The Consumer Financial Protection Bureau (CFPB) has proposed to delay the mandatory compliance date of the General Qualified Mortgage (QM) final rule from July 1, 2021 to October 1, 2022. The rule, proposed last June, is designed as a replacement for the so-called GSE patch. CFPB says it is proposing the extension to ensure that homeowners struggling with the financial impacts of the COVID-19 pandemic have the options they need.
As originally written at the time of the housing crisis, the Ability to Repay/Qualified Mortgage Rule (ATR-QM Rule) provided a safe harbor to protect lenders from lawsuits charging them with failing to appropriately quantify a borrower's ability to repayment a loan. In general, the QM rule requires that a loan comply with prohibitions on certain loan features, points, and fee limitations. It also requires that a borrower's a debt-to-income (DTI) ratio does not exceed 43 percent and that creditors "calculate, consider, and verify debt and income for purposes of determining the consumer's DTI ratio using the standards contained in Appendix Q of Regulation Z."
The FHA, VA, and USDA have different rules on debt, so they were excluded from the DTI limit, leaving it only to apply to the GSEs and non-government affiliated lenders. This exclusion was rectified by the patch which eliminated the 43 percent debt limit for loans that otherwise complied with guidelines that qualified those loans for purchase or guarantee by one of the GSEs.
The patch would sunset when the GSEs were released from conservatorship or no later than January 10, 2021 so, with no change in the GSEs' status CFPB proposed several rules, one to extend that expiration date, the other to amend the ATR/QM to make the patch unnecessary. The latter, now a final rule, is set to take effect in July. Among other things, the rule removes the General QM loan definition's 43 percent DTI ratio limit and replaces it with a limit based on the loan's pricing. Details of the rule can be found here.
CFPB says the COVID-19 pandemic has left almost 3 million American homeowners behind on their mortgages with Black and Hispanic communities bearing the brunt of job losses while still not fully recovered from the impact of the Great Recession.

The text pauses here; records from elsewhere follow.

PR #12581, opened 2023-10-31
feat(web): link card on articles

splicebison:
# Link Card

## What

Allowing Link Card on Articles to be used in place of Process Entries for a cta link experience.

## Why

Moving forward, Process Entries will be reserved only for actual application links. This change replaces the need to use the Process Entry type for regular CTA links that content managers would still like to call out in a similar fashion.

## Checklist:


apps/web/screens/Article/Article.tsx
```diff
@@ -492,7 +492,7 @@ const ArticleScreen: Screen<ArticleProps> = ({
         printHidden
       >
         {/**
```
albinagu, line 494: nitpick: maybe remove the {/** and */} 
since lines below are using //
;D

albinagu (approved):
lgtm

apps/web/screens/Article/Article.tsx
splicebison: This was there previously. I haven't altered this (my ide removed extra spaces around it). But I can remove it

PR #12587, opened 2023-11-01
fix(estate): Adding relation with applicant

albinagu:
## Checklist:


libs/application/templates/estate/src/fields/EstateMembersRepeater/AdditionalEstateMember.tsx
```diff
@@ -143,6 +148,33 @@ export const AdditionalEstateMember = ({
...
+          <InputController
+            id={emailField}
+            name={emailField}
+            label={m.email.defaultMessage}
+            defaultValue={field.email || ''}
+            backgroundColor="blue"
+            error={error?.email}
+            required
+          />
+        </GridColumn>
```
kksteini, line 177: Context: This is necessary because the zod validation on the base level interrupts the type in the application template.

libs/application/templates/estate/src/fields/EstateMembersRepeater/index.tsx
```diff
@@ -7,15 +7,20 @@ import {
   Button,
   GridColumn,
   GridRow,
+  Select,
```
kksteini, line 10: Unused?

libs/application/templates/estate/src/lib/constants.ts
```diff
@@ -36,3 +36,12 @@ export const EstateTypes = {
...
 }
+
+export const relationWithApplicant = [
+  'Barn (sameiginlegt barn hjóna)',
+  'Stjúpbarn (barn látins maka)',
+  'Barnabarn (sameiginlegt barnabarn hjóna)',
+  'Stjúpbarnabarn (barnabarn látins maka)',
+  'Barnabarnabarn (sameiginlegt barnabarnabarn hjóna)',
+  'Stjúpbarnabarnabarn (barnabarnabarn látins maka)',
+]
```
kksteini, line 47: Can we add a comment about why the list is here?

```suggestion
// The District Commissioner's relation endpoint was not suitable for this list.
// Another endpoint won't be created for this static list.
// This is here because it is specific for this application and is not subject to change.
export const relationWithApplicant = [
  'Barn (sameiginlegt barn hjóna)',
  'Stjúpbarn (barn látins maka)',
  'Barnabarn (sameiginlegt barnabarn hjóna)',
  'Stjúpbarnabarn (barnabarn látins maka)',
  'Barnabarnabarn (sameiginlegt barnabarnabarn hjóna)',
  'Stjúpbarnabarnabarn (barnabarnabarn látins maka)',
]
```

libs/application/templates/estate/src/lib/dataSchema.ts
```diff
@@ -132,6 +133,14 @@ export const estateSchema = z.object({
...
         },
       )
+      .refine(
+        ({ enabled, relationWithApplicant }) => {
+          return enabled ? relationWithApplicant !== '' : true
+        },
+        {
+          path: ['relationWithApplicant'],
+        },
+      )
```
kksteini, line 143: Will this work for all four paths of the application?
If the `relationWithApplicant` field isn't visible, the mapper will still default relationWithApplicant to `''`, right?
Is it possible this will make validation fail while this field is invisible?

albinagu: oh, i forgot to remove it, thanks MAN

libs/application/templates/estate/src/lib/constants.ts
albinagu: i think ill double check with the list again

kksteini (approved):

RunarVestmann (approved):
Code owned files look good to me

PR #12588, opened 2023-11-01
chore(j-s): Change background color on files that can't be opened

oddsson:
# Change background color on files that can't be opened

[Anasa](https://app.asana.com/0/1199153462262248/1205710564242572/f)

## What

When we list case files, there is an option to say whether files can be opened or not. When files can't be opened, we now display them gray instead of white to make it clearer that it's disabled

Screenshot 2023-11-01 at 10 07 53

## Checklist:


unakb:
I think there was a misunderstanding about the task, continued convo in Asana

unakb (changes requested):
I think there was a misunderstanding about the task, we wanted to handle file links that display as if they're clickable but they aren't

unakb (approved):
Nice :)!

PR #12596, opened 2023-11-01
feat(j-s): Expose heightened security option for police system cases

unakb:
[Gæti LÖKE fyrirskipað hækkað öryggisstig?](https://app.asana.com/0/1199153462262248/1205570629152969)

## What

Expose heightened security option when police creates cases through API

## Why

So that they can mark their cases as requiring heightened security if needed

## Checklist:


gudjong (changes requested):
This change correctly modifies the internal case controller. However, the xrd api project also needs to be modified to expose the new argument to xroad.

gudjong (approved):

gudjong (approved):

Forbearance plans and foreclosure moratoriums have helped many homeowners stay in their homes, but those interventions may end before either the broader economy or the housing market have recovered from the impact of the pandemic. The extension of the mandatory compliance date may help ensure stability and access to affordable, responsible credit in the mortgage market.
The extension of the compliance date is contained in a Notice of Proposed Rule Making (NPRN) on which comments can be made until April 5, 2021. CFPB says that extending the mandatory compliance will allow lenders more time to offer QM loans based on the homeowners' debt-to-income (DTI) ratio, and not solely based on a pricing cut-off. It will also give lenders more time to use the GSE Patch, which provides QM status to loans that are eligible for sale to Fannie Mae or Freddie Mac.
If this NPRM is finalized as proposed, the old, DTI-based General QM definition; the new, price-based General QM definition; and the GSE Patch (unless the GSEs exit conservatorship prior to October 1, 2022) would all remain available for loan applications received prior to October 1, 2022.